Now, we can display the helper to see all the insights that are available to us (skore detected that we are doing binary classification):

╭───────────────── Tools to diagnose estimator RandomForestClassifier ─────────────────╮
│ EstimatorReport                                                                      │
│ ├── .metrics                                                                         │
│ │   ├── .accuracy(...)         (↗︎)     - Compute the accuracy score.                 │
│ │   ├── .brier_score(...)      (↘︎)     - Compute the Brier score.                    │
│ │   ├── .log_loss(...)         (↘︎)     - Compute the log loss.                       │
│ │   ├── .precision(...)        (↗︎)     - Compute the precision score.                │
│ │   ├── .precision_recall(...)         - Plot the precision-recall curve.            │
│ │   ├── .recall(...)           (↗︎)     - Compute the recall score.                   │
│ │   ├── .roc(...)                      - Plot the ROC curve.                         │
│ │   ├── .roc_auc(...)          (↗︎)     - Compute the ROC AUC score.                  │
│ │   ├── .timings(...)                  - Get all measured processing times related   │
│ │   │   to the estimator.                                                            │
│ │   ├── .custom_metric(...)            - Compute a custom metric.                    │
│ │   └── .report_metrics(...)           - Report a set of metrics for our estimator.  │
│ ├── .feature_importance                                                              │
│ │   ├── .mean_decrease_impurity(...)   - Retrieve the mean decrease impurity (MDI)   │
│ │   │   of a tree-based model.                                                       │
│ │   └── .permutation(...)              - Report the permutation feature importance.  │
│ ├── .cache_predictions(...)            - Cache estimator's predictions.              │
│ ├── .clear_cache(...)                  - Clear the cache.                            │
│ ├── .get_predictions(...)              - Get estimator's predictions.                │
│ └── Attributes                                                                       │
│     ├── .X_test                        - Testing data                                │
│     ├── .X_train                       - Training data                               │
│     ├── .y_test                        - Testing target                              │
│     ├── .y_train                       - Training target                             │
│     ├── .estimator_                    - The cloned or copied estimator              │
│     ├── .estimator_name_               - The name of the estimator                   │
│     ├── .fit_time_                     - The time taken to fit the estimator, in     │
│     │   seconds                                                                      │
│     └── .ml_task                       - No description available                    │
│                                                                                      │
│                                                                                      │
│ Legend:                                                                              │
│ (↗︎) higher is better (↘︎) lower is better                                             │
╰──────────────────────────────────────────────────────────────────────────────────────╯

Note

This helper is great because:

  • it enables users to get a glimpse at the API of the different available accessors without having to look up the online documentation,

  • it provides methodological guidance: for example, we easily provide several metrics as a way to encourage users looking into them.

We can evaluate our model using the metrics() accessor.
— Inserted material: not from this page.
PR #859, opened 2025-01-10
Fix `openshift-tools` installation issues

JackPGreen:
In https://github.com/hazelcast/hazelcast-docker/pull/850, we use the `openshift-tools-installer` to install OpenShift tools, but [following testing](https://hazelcast.slack.com/archives/C05LM8B80UT/p1736508941644619?thread_ts=1736438770.790189&cid=C05LM8B80UT) there were some issues:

In particular, we can get the report metrics that is computed for us (including the fit and prediction times):

rf_report.metrics.report_metrics(pos_label=1)
RandomForestClassifier
Metric
Precision 0.988636
Recall 0.966667
ROC AUC 0.997589
Brier score 0.026124
Fit time 0.176922
Predict time 0.007224


For inspection, we can also retrieve the predictions, on the train set for example (here we display only the first 10 predictions for conciseness purposes):

rf_report.get_predictions(data_source="train", response_method="predict")[0:10]
array([1, 1, 0, 1, 0, 1, 1, 1, 1, 1])

We can also plot the ROC curve that is generated for us:

roc_plot = rf_report.metrics.roc()
roc_plot.plot()
plot skore getting started

Furthermore, we can inspect our model using the feature_importance() accessor. In particular, we can inspect the model using the permutation feature importance:

import matplotlib.pyplot as plt

rf_report.feature_importance.permutation(seed=0).T.boxplot(vert=False)
plt.tight_layout()
plot skore getting started

See also

For more information about the motivation and usage of skore.EstimatorReport, see the following use cases:

Cross-validation with skore#

skore has also (re-)implemented a skore.CrossValidationReport class that contains several skore.EstimatorReport, one for each fold.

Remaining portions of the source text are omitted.